**WHAT YOU SHOULD DO:** The records below are to be transcribed word for word.
-------- STORED DATA
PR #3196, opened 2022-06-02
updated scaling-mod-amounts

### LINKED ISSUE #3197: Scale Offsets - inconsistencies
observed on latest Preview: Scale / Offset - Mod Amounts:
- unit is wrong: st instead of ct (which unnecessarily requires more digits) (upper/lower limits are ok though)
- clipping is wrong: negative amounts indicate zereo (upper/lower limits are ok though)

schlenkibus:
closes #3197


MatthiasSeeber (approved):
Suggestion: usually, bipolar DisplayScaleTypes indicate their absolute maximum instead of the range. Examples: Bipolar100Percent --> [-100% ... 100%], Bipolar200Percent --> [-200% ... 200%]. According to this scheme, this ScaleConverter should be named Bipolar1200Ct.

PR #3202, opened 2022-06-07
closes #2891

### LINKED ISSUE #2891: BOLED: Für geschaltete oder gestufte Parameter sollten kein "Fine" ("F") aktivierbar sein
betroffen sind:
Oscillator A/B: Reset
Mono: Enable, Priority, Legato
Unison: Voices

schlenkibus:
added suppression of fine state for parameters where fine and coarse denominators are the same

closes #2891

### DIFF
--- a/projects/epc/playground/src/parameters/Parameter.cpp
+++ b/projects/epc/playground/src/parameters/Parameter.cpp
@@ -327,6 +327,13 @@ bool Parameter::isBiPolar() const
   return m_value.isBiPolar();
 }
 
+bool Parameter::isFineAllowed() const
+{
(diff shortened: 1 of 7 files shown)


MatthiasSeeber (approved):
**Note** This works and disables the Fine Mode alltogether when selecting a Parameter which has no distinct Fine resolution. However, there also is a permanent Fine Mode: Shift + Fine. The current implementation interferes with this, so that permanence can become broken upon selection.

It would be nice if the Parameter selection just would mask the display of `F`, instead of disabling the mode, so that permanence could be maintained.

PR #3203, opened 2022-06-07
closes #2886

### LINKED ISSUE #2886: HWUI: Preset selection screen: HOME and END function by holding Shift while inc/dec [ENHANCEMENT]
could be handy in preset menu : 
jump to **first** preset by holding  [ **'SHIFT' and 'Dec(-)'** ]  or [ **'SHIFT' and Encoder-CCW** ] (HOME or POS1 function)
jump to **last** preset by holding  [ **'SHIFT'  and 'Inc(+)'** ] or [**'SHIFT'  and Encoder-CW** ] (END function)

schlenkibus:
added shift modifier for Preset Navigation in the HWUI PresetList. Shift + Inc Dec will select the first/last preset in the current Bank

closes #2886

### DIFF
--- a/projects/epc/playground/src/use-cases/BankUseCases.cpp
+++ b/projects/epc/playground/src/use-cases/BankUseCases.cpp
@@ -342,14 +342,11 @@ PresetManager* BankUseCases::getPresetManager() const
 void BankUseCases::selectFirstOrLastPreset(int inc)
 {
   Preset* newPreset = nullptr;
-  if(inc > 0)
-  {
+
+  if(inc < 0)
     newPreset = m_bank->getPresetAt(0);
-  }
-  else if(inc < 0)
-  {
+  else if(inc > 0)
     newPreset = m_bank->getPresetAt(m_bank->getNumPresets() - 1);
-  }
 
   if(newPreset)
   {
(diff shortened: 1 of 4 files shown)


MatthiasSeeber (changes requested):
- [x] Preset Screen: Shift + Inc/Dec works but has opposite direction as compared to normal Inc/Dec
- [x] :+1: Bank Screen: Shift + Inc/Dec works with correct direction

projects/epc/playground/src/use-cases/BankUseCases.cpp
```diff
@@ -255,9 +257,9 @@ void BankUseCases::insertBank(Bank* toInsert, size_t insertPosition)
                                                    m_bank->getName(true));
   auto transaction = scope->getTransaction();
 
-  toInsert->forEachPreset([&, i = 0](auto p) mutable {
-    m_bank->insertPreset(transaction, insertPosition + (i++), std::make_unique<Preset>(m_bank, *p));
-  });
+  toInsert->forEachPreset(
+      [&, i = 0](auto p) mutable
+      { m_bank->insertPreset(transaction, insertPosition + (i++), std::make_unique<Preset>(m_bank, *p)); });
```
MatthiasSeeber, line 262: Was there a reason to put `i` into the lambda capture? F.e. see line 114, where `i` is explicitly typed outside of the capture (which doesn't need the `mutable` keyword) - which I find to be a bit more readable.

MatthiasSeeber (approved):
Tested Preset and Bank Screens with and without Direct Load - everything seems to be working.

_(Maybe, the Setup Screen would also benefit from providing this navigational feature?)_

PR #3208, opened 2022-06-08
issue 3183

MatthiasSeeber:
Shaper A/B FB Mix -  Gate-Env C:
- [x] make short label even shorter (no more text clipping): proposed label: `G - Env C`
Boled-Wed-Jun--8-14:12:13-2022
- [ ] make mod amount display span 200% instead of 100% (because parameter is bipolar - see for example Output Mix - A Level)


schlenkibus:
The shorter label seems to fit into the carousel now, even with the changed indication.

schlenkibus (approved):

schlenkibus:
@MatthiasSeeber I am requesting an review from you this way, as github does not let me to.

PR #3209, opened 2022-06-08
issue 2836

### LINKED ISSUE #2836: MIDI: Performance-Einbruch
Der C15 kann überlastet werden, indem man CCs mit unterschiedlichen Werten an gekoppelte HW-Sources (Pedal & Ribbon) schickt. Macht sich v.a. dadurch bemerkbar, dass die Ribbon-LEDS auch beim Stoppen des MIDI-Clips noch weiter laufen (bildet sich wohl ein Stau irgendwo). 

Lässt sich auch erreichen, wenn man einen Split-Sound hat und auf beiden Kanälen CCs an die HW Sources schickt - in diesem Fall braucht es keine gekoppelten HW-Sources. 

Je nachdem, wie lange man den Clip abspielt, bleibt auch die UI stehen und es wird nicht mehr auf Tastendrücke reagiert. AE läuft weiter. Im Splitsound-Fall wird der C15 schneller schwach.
----------------
**RESULT BELOW:**
PR #3196, opened 2022-06-02
updated scaling-mod-amounts

### LINKED ISSUE #3197: Scale Offsets - inconsistencies
observed on latest Preview: Scale / Offset - Mod Amounts:
- unit is wrong: st instead of ct (which unnecessarily requires more digits) (upper/lower limits are ok though)
- clipping is wrong: negative amounts indicate zereo (upper/lower limits are ok though)

schlenkibus:
closes #3197


MatthiasSeeber (approved):
Suggestion: usually, bipolar DisplayScaleTypes indicate their absolute maximum instead of the range. Examples: Bipolar100Percent --> [-100% ... 100%], Bipolar200Percent --> [-200% ... 200%]. According to this scheme, this ScaleConverter should be named Bipolar1200Ct.

PR #3202, opened 2022-06-07
closes #2891

### LINKED ISSUE #2891: BOLED: Für geschaltete oder gestufte Parameter sollten kein "Fine" ("F") aktivierbar sein
betroffen sind:
Oscillator A/B: Reset
Mono: Enable, Priority, Legato
Unison: Voices

schlenkibus:
added suppression of fine state for parameters where fine and coarse denominators are the same

closes #2891

### DIFF
--- a/projects/epc/playground/src/parameters/Parameter.cpp
+++ b/projects/epc/playground/src/parameters/Parameter.cpp
@@ -327,6 +327,13 @@ bool Parameter::isBiPolar() const
   return m_value.isBiPolar();
 }
 
+bool Parameter::isFineAllowed() const
+{
(diff shortened: 1 of 7 files shown)


MatthiasSeeber (approved):
**Note** This works and disables the Fine Mode alltogether when selecting a Parameter which has no distinct Fine resolution. However, there also is a permanent Fine Mode: Shift + Fine. The current implementation interferes with this, so that permanence can become broken upon selection.

It would be nice if the Parameter selection just would mask the display of `F`, instead of disabling the mode, so that permanence could be maintained.

PR #3203, opened 2022-06-07
closes #2886

### LINKED ISSUE #2886: HWUI: Preset selection screen: HOME and END function by holding Shift while inc/dec [ENHANCEMENT]
could be handy in preset menu : 
jump to **first** preset by holding  [ **'SHIFT' and 'Dec(-)'** ]  or [ **'SHIFT' and Encoder-CCW** ] (HOME or POS1 function)
jump to **last** preset by holding  [ **'SHIFT'  and 'Inc(+)'** ] or [**'SHIFT'  and Encoder-CW** ] (END function)

schlenkibus:
added shift modifier for Preset Navigation in the HWUI PresetList. Shift + Inc Dec will select the first/last preset in the current Bank

closes #2886

### DIFF
--- a/projects/epc/playground/src/use-cases/BankUseCases.cpp
+++ b/projects/epc/playground/src/use-cases/BankUseCases.cpp
@@ -342,14 +342,11 @@ PresetManager* BankUseCases::getPresetManager() const
 void BankUseCases::selectFirstOrLastPreset(int inc)
 {
   Preset* newPreset = nullptr;
-  if(inc > 0)
-  {
+
+  if(inc < 0)
     newPreset = m_bank->getPresetAt(0);
-  }
-  else if(inc < 0)
-  {
+  else if(inc > 0)
     newPreset = m_bank->getPresetAt(m_bank->getNumPresets() - 1);
-  }
 
   if(newPreset)
   {
(diff shortened: 1 of 4 files shown)


MatthiasSeeber (changes requested):
- [x] Preset Screen: Shift + Inc/Dec works but has opposite direction as compared to normal Inc/Dec
- [x] :+1: Bank Screen: Shift + Inc/Dec works with correct direction

projects/epc/playground/src/use-cases/BankUseCases.cpp
```diff
@@ -255,9 +257,9 @@ void BankUseCases::insertBank(Bank* toInsert, size_t insertPosition)
                                                    m_bank->getName(true));
   auto transaction = scope->getTransaction();
 
-  toInsert->forEachPreset([&, i = 0](auto p) mutable {
-    m_bank->insertPreset(transaction, insertPosition + (i++), std::make_unique<Preset>(m_bank, *p));
-  });
+  toInsert->forEachPreset(
+      [&, i = 0](auto p) mutable
+      { m_bank->insertPreset(transaction, insertPosition + (i++), std::make_unique<Preset>(m_bank, *p)); });
```
MatthiasSeeber, line 262: Was there a reason to put `i` into the lambda capture? F.e. see line 114, where `i` is explicitly typed outside of the capture (which doesn't need the `mutable` keyword) - which I find to be a bit more readable.

MatthiasSeeber (approved):
Tested Preset and Bank Screens with and without Direct Load - everything seems to be working.

_(Maybe, the Setup Screen would also benefit from providing this navigational feature?)_

PR #3208, opened 2022-06-08
issue 3183

MatthiasSeeber:
Shaper A/B FB Mix -  Gate-Env C:
- [x] make short label even shorter (no more text clipping): proposed label: `G - Env C`
Boled-Wed-Jun--8-14:12:13-2022
- [ ] make mod amount display span 200% instead of 100% (because parameter is bipolar - see for example Output Mix - A Level)


schlenkibus:
The shorter label seems to fit into the carousel now, even with the changed indication.

schlenkibus (approved):

schlenkibus:
@MatthiasSeeber I am requesting an review from you this way, as github does not let me to.

PR #3209, opened 2022-06-08
issue 2836

### LINKED ISSUE #2836: MIDI: Performance-Einbruch
Der C15 kann überlastet werden, indem man CCs mit unterschiedlichen Werten an gekoppelte HW-Sources (Pedal & Ribbon) schickt. Macht sich v.a. dadurch bemerkbar, dass die Ribbon-LEDS auch beim Stoppen des MIDI-Clips noch weiter laufen (bildet sich wohl ein Stau irgendwo). 

Lässt sich auch erreichen, wenn man einen Split-Sound hat und auf beiden Kanälen CCs an die HW Sources schickt - in diesem Fall braucht es keine gekoppelten HW-Sources. 

Je nachdem, wie lange man den Clip abspielt, bleibt auch die UI stehen und es wird nicht mehr auf Tastendrücke reagiert. AE läuft weiter. Im Splitsound-Fall wird der C15 schneller schwach.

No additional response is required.